Very confidently I decided that I am going to be different... I am going to be the one that will somehow model to all my friends and family how "it" is done. I was going to mourn the loss of my son and somehow re-group my family and... Well I am not really sure what next, but definitely something.

I am strong enough to over-come any odds. After all, my Mom taught me that "I can do all things through Christ that gives me the strength." So… I will make it. I have to make it! At least so I thought... I unfortunately have come to the conclusion that what ever I am doing is not working. I am living but part of me died with Judah and I am trying to resurrect something that I should be burying.

Let me see if I can somehow make sense of what I just said... I believe... or rather have always believed in a Miraculous God. The attributes of God that stand out for me about God is all of the Super-Natural stuff. God makes a way where there seems to be no way because that's what God does... My God specializes in MIRACLES. God never just takes the easy path, He walks through the desert and parts the sea... God waits for Lazarus to die and then goes and resurrect him... God does the supernatural naturally.

So, naturally, I expect God to do something miraculous to get me through this. That's just how it is supposed to be,  isn't it? So I am waiting (somewhat impatiently) for God to do a miracle... But it is 122 days (6 August 2015) in and nothing. I preach faith... I teach faith... I live by faith but it appears that I am sinking deeper and deeper into the pit of depression more and more. 
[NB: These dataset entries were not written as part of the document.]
PR #424, opened 2024-03-13
ci_vms_standalone_ptp.yaml: add vm ptp clock synchronisation in the CI

bchedotel:
Synchronize the system clock of each vms with phc2sys.

### DIFF
--- a/playbooks/ci_vms_standalone_ptp.yaml
+++ b/playbooks/ci_vms_standalone_ptp.yaml
@@ -1,0 +1,31 @@
+# Copyright (C) 2024 Savoir-faire Linux, Inc.
+# SPDX-Licence-Identifier: Apache-2.0
+
+# Ansible playbook that deploy and set-up ptp on vms for a standalone machine
+
+- import_playbook: deploy_vms_standalone.yaml
+
+- name: Check if phc2sys service is already started
+  hosts: VMs
+  tasks:
+    - name: Populate service facts
+      service_facts:
+
+    - name: Ensure phc2sys service is stopped
+      systemd:
+        name: phc2sys
+        state: stopped
+      when: "'phc2sys' in services"
+
+    - name: Copy systemd service file to server
+      copy:
+        src: ../src/phc2sys.service
+        dest: /etc/systemd/system
+        owner: root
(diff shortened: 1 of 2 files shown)


src/phc2sys.service
```diff
@@ -0,0 +1,12 @@
+[Unit]
+Description=Synchronize system clock or PTP hardware clock (PHC)
+Documentation=man:phc2sys
+After=ptp4l@%i.service
```
dupremathieu, line 4: You can not use the %i parameter with a regular service.
Create a template service: phc2sys@.service
```
[Unit]
Description=Synchronize system clock or PTP hardware clock (PHC) with %i
Documentation=man:phc2sys
Requires=ptp4l@%i.service
After=ptp4l@%i.service
Before=time-sync.target
```

dupremathieu (dismissed):

src/phc2sys.service
eroussy, line 4: ptp4l is simply not needed here, because we synchronise the VMs with ptp_kvm

eroussy (changes requested):

playbooks/ci_vms_standalone_ptp.yaml
```diff
@@ -0,0 +1,31 @@
...
+# SPDX-Licence-Identifier: Apache-2.0
+
+# Ansible playbook that deploy and set-up ptp on vms for a standalone machine
+
+- import_playbook: deploy_vms_standalone.yaml
+
+- name: Check if phc2sys service is already started
+  hosts: VMs
+  tasks:
+    - name: Gather facts about services
```
eroussy, line 11: I think you can just write 
```
    - name: Ensure phc2sys service is stopped
      systemd:
        name: phc2sys
        state: stopped
```
no need to gather facts are to type a when line

eroussy (changes requested):

src/phc2sys.service
bchedotel: I forget to remove the After, we do not use ptp4l because we use ptp_kvm inside the vm

eroussy (approved):

PR #429, opened 2024-03-19
roles/debian: disable Nginx if unused

TanguyRaufflet:
As it is already done with gunicorn.socket, disable Nginx if the VM manager API is not enable.


insatomcat:
nginx.service is supposed to always be disabled, even if the API is enabled.
https://github.com/seapath/ansible/blob/10e4b48ab2eb0201890f9233870279049bef1a44/roles/debian/physical_machine/tasks/main.yml#L76

AFAIK there is nowhere in seapath where the nginx service is enabled, so there was no need to disable it.

Maybe it's enabled by default from the debian installer, and we need to move this task after the block, so that it's applied even when the API is disabled ?

dupremathieu (approved):

insatomcat (changes requested):
nginx.service is supposed to always be disabled, even if the API is enabled.
https://github.com/seapath/ansible/blob/10e4b48ab2eb0201890f9233870279049bef1a44/roles/debian/physical_machine/tasks/main.yml#L76

AFAIK there is nowhere in seapath where the nginx service is enabled, so there was no need to disable it.

Maybe it's enabled by default from the debian installer, and we need to move this task after the block, so that it's applied even when the API is disabled ?

dupremathieu:
> nginx.service is supposed to always be disabled, even if the API is enabled.
> 
> https://github.com/seapath/ansible/blob/10e4b48ab2eb0201890f9233870279049bef1a44/roles/debian/physical_machine/tasks/main.yml#L76
> 
> AFAIK there is nowhere in seapath where the nginx service is enabled, so there was no need to disable it.
> 
> Maybe it's enabled by default from the debian installer, and we need to move this task after the block, so that it's applied even when the API is disabled ?

Debian enable and start systemd services by default.
With the default configuration, the service fails if the ipv6 is disabled.

I do not understand, where the Nginx service is enabled when we enable the API?

Do you confirm that if we move on top the Nginx disable part (and also stop the service) it will not break the vmmgr API?

insatomcat:
> I do not understand, where the Nginx service is enabled when we enable the API?

The nginx service is started by pacemaker, only on the host responding to the clusterIP 
https://github.com/seapath/ansible/blob/d02bbeefc6e898eff1952330cf4a7b4c17fe28fe/playbooks/cluster_setup_ha.yaml#L148


> @insatomcat do you confirm that if we move on top the Nginx disable part (and also stop the service) it will not break the vmmgr API?

We must move it outside of the block.
You can move it on top, but it seems cleaner to move it just next to the "disable gunicorn.service all the time" task.

insatomcat (changes requested):
We discussed about moving this task after the block, and you added it at the beginning.
Unless I have missed something, I still think moving (you can remove the original one) the task next to the gunicorn one is better.

dupremathieu:
> Unless I have missed something, I still think moving (you can remove the original one) the task next to the gunicorn one is better.

Are you sure we can do that? We want to disable and stop Nginx. The first time we run the playbook, it will work. If we re-run it a second time after Pacemaker has started Nginx the service will be stopped. Are you sure Pacemaker will restart the service?

insatomcat:
We only need to make sure it's disabled, not stopped.
I agree there is one corner case, the first time the playbook is run, nginx should be stopped and may be started since it's debian default.
I think the simplest way to deal with that is to disable it in build_debian_iso.

PR #435, opened 2024-03-20
cluster_setup_ceph: single disk ceph installation

TanguyRaufflet:
The ceph OSD disk is now zap only when a full disk is used for the ceph installation and the new
installation is now detected by the service
ceph-osd.target


TanguyRaufflet:
Draft PR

Don't get me wrong... there are moments when sun appears to shine through the dark clouds, but sometimes (more frequently these days) I feel like I can only see the darkness... I can no longer pretend that the light is shinning brightly and I find it extremely difficult to hope for light. On this first day of Spring (1 September) when everyone is waiting for new life and celebrating new life, I am realizing that my efforts to "be  different... to model healing after grief" is just not working any more...

I walk home and all I see is that STUPID pool. All I can see is the BLAME in Judah's eyes in the portraits in our lounge. I try to focus on his smile but I just can’t lie to myself any more. It is just so difficult… 
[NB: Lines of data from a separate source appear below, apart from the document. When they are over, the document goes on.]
Issue #434, opened 2024-03-20
Add a branch verification  on startup


Paullgk:
**Is your feature request related to a problem? Please describe.**
Currently, there can be a confusion between using main branch or debian-main branch, as using main branch for configuring Seapath Debian and inversely. 

**Describe the solution you'd like**
A task in the beginning of configuration to make sure the correct branch is used with the correct Seapath flavor.
For example, with `uname -a` on Seapath Debian, we can detect we are using Seapath Debian:
`Linux machine1 6.5.0-0.deb12.1-rt-amd64 #1 SMP PREEMPT_RT Debian 6.5.3-1~bpo12+1 (2023-10-08) x86_64 GNU/Linux`

**Describe alternatives you've considered**
A  subsection has been added in README file: https://github.com/seapath/ansible/pull/432 and https://github.com/seapath/ansible/pull/433

Paullgk:
For main branch, fixed with #446

PR #440, opened 2024-03-20
cluster_setup_debian: add a branch verification

Paullgk:
Add a task to verify we are configuring the target with a compatible Ansible git branch.  #434

### DIFF
--- a/playbooks/cluster_setup_debian.yaml
+++ b/playbooks/cluster_setup_debian.yaml
@@ -6,6 +6,22 @@
 # with an iso created by build_debian_iso
 # This playbooks can also configure VMs created with build_debian_iso
 
+- name: Check if we are using a correct seapath flavor
+  hosts:
+    - cluster_machines
+    - standalone_machine
+    - VMs
+  tasks:
+    - name: Retrieve Seapath system version
+      command: "uname -a"
+      register: "uname_output"
+
+    - name: Check if current Ansible branch is compatible
+      fail:
+        msg: "The current branch (debian-main) is incompatible with the Yocto version of SEAPATH. Please use the main branch to configure this machine"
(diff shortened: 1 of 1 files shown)


playbooks/cluster_setup_debian.yaml
```diff
@@ -6,6 +6,21 @@
 # with an iso created by build_debian_iso
 # This playbooks can also configure VMs created with build_debian_iso
 
+- name: Check if we are using a correct seapath flavor
+  hosts:
+    - cluster_machines
+    - standalone_machine
```
eroussy, line 12: Add VMs in hosts

playbooks/cluster_setup_debian.yaml
```diff
@@ -6,6 +6,21 @@
...
+  tasks:
+    - name: Retrieve Seapath system version
+      command: "uname -a"
+      register: "uname_output"
+
+    - name: Check if current Ansible branch is compatible
+      fail:
+        msg: "You are trying to configure with a Seapath flavor incompatible with the current Ansible git branch"
```
eroussy, line 20: I would be more straight forward in the message :
"The current branch (debian-main) is incompatible with the Yocto version of SEAPATH. Please use the main branch to configure this hypervisor"

eroussy (changes requested):

playbooks/cluster_setup_debian.yaml
Paullgk: Done

playbooks/cluster_setup_debian.yaml
Paullgk: Done

eroussy (approved):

I need a miracle to get through this... or do I? This morning I am reminded about just how practical God is. Even thou Jesus did many miracles, the greatest miracle was accomplished when He carried His cross to Calvary. So yes, I need a miracle and if it means having to carry this heavy cross of guilt and pain... so be it. I take comfort in the fact that when Jesus struggled to carry His cross Simon of Cyrene was there to carry. 
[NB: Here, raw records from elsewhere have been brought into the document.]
PR #444, opened 2024-03-21
Replace direct Real-Time tuning with Tuned.

yairpod:
We have a lot of code for the purpose of tuning the host machines for real-time Latency.
The TuneD is a system tuning service can simplify the code and improve results.
In my development test for this PR I measured the same cluster before this change and after,
By making a clean install from scratch and running a 12 hour cyclic test on each node on all isolated cpus.
results are:
Before:

```
* Node1 
	Min Latencies: 00003 00004 00003 00003 00003 00003 00004 00004 00003
	Avg Latencies: 00005 00007 00005 00005 00005 00005 00007 00007 00006
	Max Latencies: 00048 00015 00011 00027 00012 00027 00102 00016 00018
* Node2 
	Min Latencies: 00003 00005 00003 00003 00003 00003 00003 00005 00003
	Avg Latencies: 00005 00007 00004 00005 00005 00005 00005 00007 00005
	Max Latencies: 00017 00016 00012 00021 00017 00011 00030 00063 00020
* Node3 
	Min Latencies: 00003 00004 00004 00003 00003 00003 00003 00004 00003
	Avg Latencies: 00005 00007 00007 00005 00005 00005 00005 00007 00005
	Max Latencies: 00036 00015 00027 00012 00024 00011 00021 00015 00025
Max Latency 102
```
After:
```
* Node1 
	Min Latencies: 00003 00004 00004 00003 00003 00004 00004 00004 00004
	Avg Latencies: 00005 00005 00004 00007 00004 00004 00005 00005 00005
	Max Latencies: 00016 00014 00011 00027 00010 00030 00014 00018 00020
* Node2
	Min Latencies: 00003 00004 00003 00003 00003 00003 00003 00005 00005
	Avg Latencies: 00005 00007 00004 00004 00005 00005 00005 00007 00006
	Max Latencies: 00015 00015 00012 00026 00015 00012 00031 00015 00028
* Node3
	Min Latencies: 00003 00005 00005 00004 00003 00003 00003 00003 00003
	Avg Latencies: 00006 00007 00007 00007 00005 00005 00005 00007 00005
	Max Latencies: 00018 00018 00015 00014 00028 00011 00028 00016 00019
Max Latency 31
```

This would require adding Tuned to the Debian image, Please see PR:
https://github.com/seapath/build_debian_iso/pull/91


insatomcat (dismissed):

roles/debian/hypervisor/tasks/main.yml
```diff
@@ -179,21 +109,6 @@
...
-    line: "CPUAffinity={{ cpusystem }}"
-    state: present
-  when: cpusystem is defined
-- name: "systemd conf CPUAffinity revert"
-  lineinfile:
-    dest: /etc/systemd/system.conf
-    regexp: '^#?CPUAffinity=.*$'
-    line: "#CPUAffinity="
-    state: present
-  when: cpusystem is not defined
```
eroussy, line 195: Just a question here : 
How does Tuned interacts with the cgroups defined of SEAPATH Debian.
For example, here, you remove the CPUAffinity of the system slice, because it will be defined by Tuned.
But what about the other slices ? Like `machine.slice` for example ? Is it also handled by Tuned or do we still need to handle that externally ?

insatomcat: systemd slices are not managed with tuned at all

eroussy: Oh, I confuse `system.conf` and the `system.slice`, my bad.

But anyway, would it be possible to manage slices with tuned ?
For example here, it seems to me that we defined the same thing twice : 
- `isolcpus` is used in `src/tuned/seapath-rt-host-variables.conf.j2`
- `cpusystem` is used in `system.slice` configuration.
To me, these two variables will always be the same, so why not define them in the tuned configuration

insatomcat: They are not the same. These are different approaches: isolcpus vs cgroups/cpusets.

Tuned will not deal with slices/cgroups, so a standard use case will be to use tuned and not use slice at all. That way you isolate some cores, and use them in guests.
In that usecase you only have "isolated cores" and "non isolated cores", all slices have the same cpuaffinity (all cpus, but since you have isolcpus=domain... only "non isolated cores"), and you won't use cpusystem, cpuuser, cpumachines, etc. 

You can then choose you want to do housekeeping on specific cores, or run guests with a specific cpu affinity, in which case you will use cpusystem, cpumachinesrt, etc.
Like we discussed before, moving to slices/cpusets is linked to the isolcpus feature being deprecated, and seapath anticipating the future, but it's all optionnal for now.

This PR is really only about moving the isolcpus logic (with sysctl, sysfs, workqueues, etc.) to tuned. It does not involve the slices configuration which will still be managed by ansible (if used at all).

eroussy: Ok, thanks for the explanations

src/tuned/seapath-rt-host-variables.conf.j2
```diff
@@ -0,0 +1 @@
+isolated_cores={{ isolcpus | default('') }}
```
eroussy, line 1: Why make that in a separate template file ?
It is simpler to include this line in `src/tuned/tuned.conf` and templatize the entire file at once.

eroussy (changes requested):

src/tuned/seapath-rt-host-variables.conf.j2
insatomcat: I guess it's just the usual way of tuned doing things. Usually the profiles are static (in /usr...) and customizables with variables in /etc
That's how @yairpod first submitted the PR, by only modifying a variable file.
Since we created our own Seapath profile, we did the same things, a "static" profile in tuned.conf and variables in a separate file.

insatomcat: I merged both files

dupremathieu (approved):

eroussy (dismissed):

dupremathieu (approved):

insatomcat (approved):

So dear friends, forgive me if I don't model the perfect grieving parent. I am simply trying to carry this cross... Stick close... you might never know when you will need to be Simon of Cyrene. Thank you!!!




We have been blessed enough to have a team of 'Simons' around us. Thank you family and friends for being there for us through thick and thin. We love you and appreciate you helping us to carry the load. May God bless you richly!